Spring food makes me so happy, and my Roasted Asparagus Salad holds a surprising twist on a dressing… Blueberry Balsamic Vinaigrette! Where do I even start here? Blueberries and balsamic vinegar really zing this salad into another level, which I wasn’t even expecting!! I fell into this recipe sort of by mistake. You know when you buy all the good looking produce, then get to the point where it’s time to make something to eat, and you either get creative or you eat the entire pint of blueberries while the asparagus roasts on a lonely sheet pan and you call it a day? Snack on some cheese? Chomp a bite out of an orange pepper? Yeah, me too. Hold on though, because I think these flavors will really surprise you too! Most of the ingredients you probably already have in your kitchen. If you don’t, go get them right now so you can take part in this healthy and invigorating Springtime Salad! Serendipity strikes again for this artist in the kitchen, playing chef. Also….BACON!!!! It’s the salty counterpart to all of the healthy goodness in here. You gotta.
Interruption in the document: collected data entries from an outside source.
PR #3254, opened 2018-02-09
Basic groundwork for exposing render API (WiP)

vampcat:
The basic aim of this PR is to open up the RenderGraph and associated classes to modules, and enable them to add their own Nodes.

# Completed
Basic changes to expose RenderGraph to modules

# Remaining
- [ ] Add handler functions (onAdd, onRemove and so on) for Nodes
- [ ] Add `aka` attribute to Nodes
- [ ] Automatic module detection for Nodes, when setting their UID

### DIFF
--- a/engine/src/main/java/org/terasology/engine/subsystem/headless/renderer/HeadlessWorldRenderer.java
+++ b/engine/src/main/java/org/terasology/engine/subsystem/headless/renderer/HeadlessWorldRenderer.java
@@ -26,6 +26,7 @@ import org.terasology.monitoring.PerformanceMonitor;
 import org.terasology.rendering.assets.material.Material;
 import org.terasology.rendering.cameras.Camera;
 import org.terasology.rendering.cameras.SubmersibleCamera;
+import org.terasology.rendering.dag.RenderGraph;
 import org.terasology.rendering.world.viewDistance.ViewDistance;
 import org.terasology.rendering.world.WorldRenderer;
 import org.terasology.world.WorldProvider;
@@ -190,6 +191,11 @@ public class HeadlessWorldRenderer implements WorldRenderer {
     @Override
     public String getMetrics() {
         return "";
+    }
+
+    @Override
+    public RenderGraph getRenderGraph() {
+        return null;
     }
 
     /**
--- a/engine/src/main/java/org/terasology/rendering/world/WorldRenderer.java
+++ b/engine/src/main/java/org/terasology/rendering/world/WorldRenderer.java
@@ -17,9 +17,11 @@ package org.terasology.rendering.world;
 
 import org.terasology.math.geom.Vector3f;
 import org.terasology.math.geom.Vector3i;
+import org.terasology.module.sandbox.API;
 import org.terasology.rendering.assets.material.Material;
 import org.terasology.rendering.cameras.Camera;
 import org.terasology.rendering.cameras.SubmersibleCamera;
+import org.terasology.rendering.dag.RenderGraph;
 import org.terasology.rendering.world.viewDistance.ViewDistance;
 
 /**
@@ -218,4 +220,11 @@ public interface WorldRenderer {
      */
     // TODO: transform this to return an object or a map. Consumers would then take care of formatting.
     String getMetrics();
+
+    /**
+     * Returns the RenderGraph used to organize the nodes. This can be used to Modules to add/remove Nodes to the game.
+     *
+     * @return a RenderGraph used to organize the nodes.
+     */
+    RenderGraph getRenderGraph();
 }
--- a/engine/src/main/java/org/terasology/rendering/world/WorldRendererImpl.java
+++ b/engine/src/main/java/org/terasology/rendering/world/WorldRendererImpl.java
@@ -31,6 +31,7 @@ import org.terasology.logic.players.LocalPlayerSystem;
 import org.terasology.math.TeraMath;
 import org.terasology.math.geom.Vector3f;
 import org.terasology.math.geom.Vector3i;
+import org.terasology.registry.CoreRegistry;
 import org.terasology.rendering.ShaderManager;
 import org.terasology.rendering.assets.material.Material;
 import org.terasology.rendering.backdrop.BackdropProvider;
@@ -126,7 +127,7 @@ public final class WorldRendererImpl implements WorldRenderer, ComponentSystem {
      * It's not, so for now, we use this factor to adjust for the disparity.
      */
     private static final float GROUND_PLANE_HEIGHT_DISPARITY = -0.7f;
-    private static RenderGraph renderGraph = new RenderGraph(); // TODO: Try making this non-static
+    private RenderGraph renderGraph = new RenderGraph();
 
     private boolean isFirstRenderingStageForCurrentFrame;
     private final RenderQueuesHelper renderQueues;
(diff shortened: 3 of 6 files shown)


engine/src/main/java/org/terasology/engine/subsystem/headless/renderer/HeadlessWorldRenderer.java
```diff
@@ -192,6 +193,11 @@ public String getMetrics() {
         return "";
     }
 
+    @Override
```
vampcat: I decided to go with the easier option for now - exposing the RenderGraph via WorldRenderer.

engine/src/main/java/org/terasology/rendering/world/WorldRenderer.java
```diff
@@ -218,4 +220,11 @@
      */
     // TODO: transform this to return an object or a map. Consumers would then take care of formatting.
     String getMetrics();
+
+    /**
+     * Returns the RenderGraph used to organize the nodes. This can be used to Modules to add/remove Nodes to the game.
```
vampcat: This needs more work, I'm aware of that.

engine/src/main/java/org/terasology/rendering/world/WorldRendererImpl.java
```diff
@@ -126,7 +127,7 @@
      * It's not, so for now, we use this factor to adjust for the disparity.
      */
     private static final float GROUND_PLANE_HEIGHT_DISPARITY = -0.7f;
-    private static RenderGraph renderGraph = new RenderGraph(); // TODO: Try making this non-static
+    private RenderGraph renderGraph = new RenderGraph();
```
vampcat: Okay, so this was a tricky thing. Not *strictly* necessary for exposing the API, but good to tackle nonetheless.
The way @RegisterSystem works is, it creates a new instance of the class (which is also used for the commands registered via @Command). Which means we effectively have 2 WorldRenederer instances - one that is used to draw the world, and one that is used for handling commands. Which is why i had to create the variable static. Definitely not ideal, and I think we should tackle it in this PR (since I'm tackling other render graph related things as well).

engine/src/main/java/org/terasology/rendering/world/WorldRendererImpl.java
```diff
@@ -641,7 +642,8 @@ private void preRenderUpdate(RenderingStage renderingStage) {
         renderableWorld.queueVisibleChunks(isFirstRenderingStageForCurrentFrame);
 
         if (requestedTaskListRefresh) {
-            renderTaskListGenerator.refresh();
+            List<Node> orderedNodes = renderGraph.getNodesInTopologicalOrder();
```
vampcat: Another problematic area in the past. `refresh()` basically uses the exact same Nodes as last time. Which means even though if we update the renderGraph, `refresh()` won't actually include the new Nodes in the final taskList. Since we were dealing with only 42 Nodes till now (with some being enabled/disabled), it did not matter. Now that we're dealing with 42 plus/minus some Nodes, we have to generate the taskList from the new set of Nodes (which might or might not be the same as last time).

GooeyHub:

engine/src/main/java/org/terasology/rendering/world/WorldRendererImpl.java
```diff
@@ -808,9 +810,15 @@ public void postSave() {
...
 
+    @Override
+    public RenderGraph getRenderGraph() {
+        return renderGraph;
+    }
+
     @Command(shortDescription = "Debugging command for DAG.", requiredPermission = PermissionManager.NO_PERMISSION)
     public void dagNodeCommand(@CommandParam("nodeUri") final String nodeUri, @CommandParam("command") final String command, @CommandParam(value= "arguments") final String... arguments) {
-        Node node = renderGraph.findNode(nodeUri);
+        WorldRenderer worldRenderer = CoreRegistry.get(WorldRenderer.class);
```
vampcat: Since renderGraph is no longer a static variable, the instance of WR which is handling the commands (which was created by RegisterSystem) does not have the correct renderGraph variable. So, I'm obtaining it via CoreRegistry (rather than have a `@In WorldRenderer worldRenderer` inside WorldRenderer class - no need to confuse people so much. Might I recommend reconsidering the creation of a dedicated NodeCommands class? A `@In WorldRenderer worldRenderer` won't confuse people in that class.

GooeyHub:

GooeyHub:

GooeyHub:

engine/src/main/java/org/terasology/rendering/world/WorldRenderer.java
emanuele3d:
```
* Returns the RenderGraph.
*
* This object is used by Engine and Modules to add/remove Nodes to/from the rendering process.
*
* @return the RenderGraph containing the nodes used by the rendering process.
```

engine/src/main/java/org/terasology/rendering/world/WorldRendererImpl.java
emanuele3d: WHAAAT??? So, we also have two render graphs? And which WorldRenderer instance is actually used for rendering? I mean, why is this not a massive problem?

engine/src/main/java/org/terasology/rendering/world/WorldRendererImpl.java
emanuele3d: I noticed the change to the enabling/disabling of conditional nodes. The explanation above is not clear to me. Can you please rephrase everything in a new explanation?

engine/src/main/java/org/terasology/rendering/world/WorldRendererImpl.java
emanuele3d: I need a bit more context on why there are two separate instances of WorldRenderer, see earlier comment.

vampcat:
Regarding the nodeList refresh: Here is what `RenderTaskListGenerator.refresh()` looks like:
```
    public void refresh() {
        generateFrom(nodeList);
    }
```
where nodeList is the topologically sorted list we passed to `generateFrom(List<Node> orderedNodes)` in the first place. Now, so far we've been dealing with 43 Nodes, meaning any changes we make to the Nodes (but not their connections) will not actually change nodeList (which is essentially the topologically sorted list), and hence refresh will work as expected. But what if I add a new Node to the renderGraph, and call `refresh()`? `nodeList` won't contain the new node that I just added, and it will generate the exact same taskList as before - which is a problem. Hence, rather than *just* refresh the *current* list, we generate a new topolically sorted list from our renderGraph.

Cervator:
The double instance makes sense to me from reading the code - even if it is somewhat unexpected.

`WorldRendererImpl` implements both `WorldRenderer` and `ComponentSystem` and its two roles are instantiated independently. Poof, two separate WRs.

Seems sensible to take off the `@RegisterSystem` - I remember there was some discomfort over that in the first place anyway, and it has a bunch of empty ES override methods.

To access it through the `Context` we could probably just use a wrapper system of some sort that has a reference to the one true WR. That might also help clear up the code and shrink WR a bit by splitting out the two roles.

vampcat:
The only role "WR as System" plays is to process the node commands. I feel like we can add that to separate class, since we're exposing the renderGraph either way.

emanuele3d:
It seems to me removing @RegisterSystem is the only "easy way" to address this. I am now wondering if there are other situations in which, inadvertently, we create two instances of the same thing. I'm also wondering if we shouldn't give up on this and try and find another way, to strive and keep the renderer more aligned with the general ES architecture where systems play a big part. 

Given we have to look at how to do consolle commands differently, can we look into how arbitrary objects that aren't systems can register consolle commands on their own? Nodes will likely need that too at some point. 

I don't remember, why are we registering the dagNodeCommand via the @Command annotation rather than using the Console.registerCommand(ConsoleCommand) method?

vampcat:
> strive and keep the renderer more aligned with the general ES architecture
Currently, the WR is part of the "basic framework" that is used to support the ES architecture. Moving it from "part of framework" to "a system running on the framework" is not trivial. Certain possible, but it'll take time.

Regarding the `Console.registerCommand()` : I'll have a crack at it later today :D

GooeyHub:

vampcat:
Closing, in favour of smaller PRs.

If you can roast asparagus and get most of it onto your salad before snacking on all of it right out of the pan, you might hold secrets that I need to know about. I honestly can not get enough fresh asparagus right now. It’s so easy, and so fkng fresh! Toss with some olive oil, salt, and pepper. Then roast on a sheet pan (yes I’m using a square cake pan… it just doesn’t matter put it in the oven however you do it) at 400 degrees F for about 12-15 minutes. EASY!!!
Here is where the real magic happens with these blueberries for the zingy vinaigrette in a blender…it can’t get fresher than this. Are you as excited as I am about SPRING? Especially after the Covid bummer year we have all experienced, on varied levels. I want to taste the trees budding! I added some dried basil to this (I know, yawn if you live where winter happens and don’t have a garden going yet), and I even creamed it up with some Mango Kefir. Literally, it was what I had. You can use regular old plain yogurt, but it won’t be as special as mine then. (wink)
Roasted Asparagus Salad with Blueberry Balsamic Vinaigrette
- March 31, 2021
- 1 hr
- Print this
- 4-5 slices bacon, cooked, pat dry, crumbled
- 1 bunch of asparagus
- 1 head Romaine lettuce
- 1 orange pepper, cored and chopped
- 1 T extra virgin olive oil
- Salt and pepper
- BLUEBERRY BALSAMIC VINAIGRETTE
- 1 cup fresh blueberries
- 3 T Balsamic vinegar
- 1 T fresh lemon juice
- 1 T plus 1 tsp maple syrup (or honey, in a pinch)
- 2 T mango kefir (or just plain yogurt)
- 1 tsp Dijon mustard
- 1/2 T dried basil
- 1/4 tsp salt
- 1/4 tsp pepper
- Step 1
- If doubling to feed 4 people, just double the salad ingredients.
- Step 2
- Preheat oven to 400 degrees F.
- Step 3
- Wash and pat dry the asparagus spears. Bend each from the top of the spear until it breaks, then toss out the bottom part (it’s tough and you won’t want to eat it). Place tops in a roasting pan, toss with olive oil, salt, and pepper (foil and parchment paper optional) and roast for 10-15 minutes, or until the heads of the asparagus are turning brown.
- Step 4
- Wash, dry, and chop lettuce. Place in a mixing bowl with chopped peppers.
- Step 5
- Place all of the ingredients for the vinaigrette in a blender, except the olive oil. Once you pulse the crap out of the blueberries, then add olive oil one tablespoon at a time.
- Step 6
- Pour vinaigrette over salad, toss, top with roasted asparagus spears, bacon bits, a drizzle more of that vinaigrette, and serve with a big glass of SPRING!
Song for the Prep: Looks Like We Made It by Barry Manilow
And all I could taste was love the way we made it. Oooh yeah the way I made this salad force the trees to bloom blueberries all over the place. The bridge part in this song, with the orchestra…dayummmn. I’m a ridiculously insane fan of Barry. Not Berry. See what I did? Right. Ahem.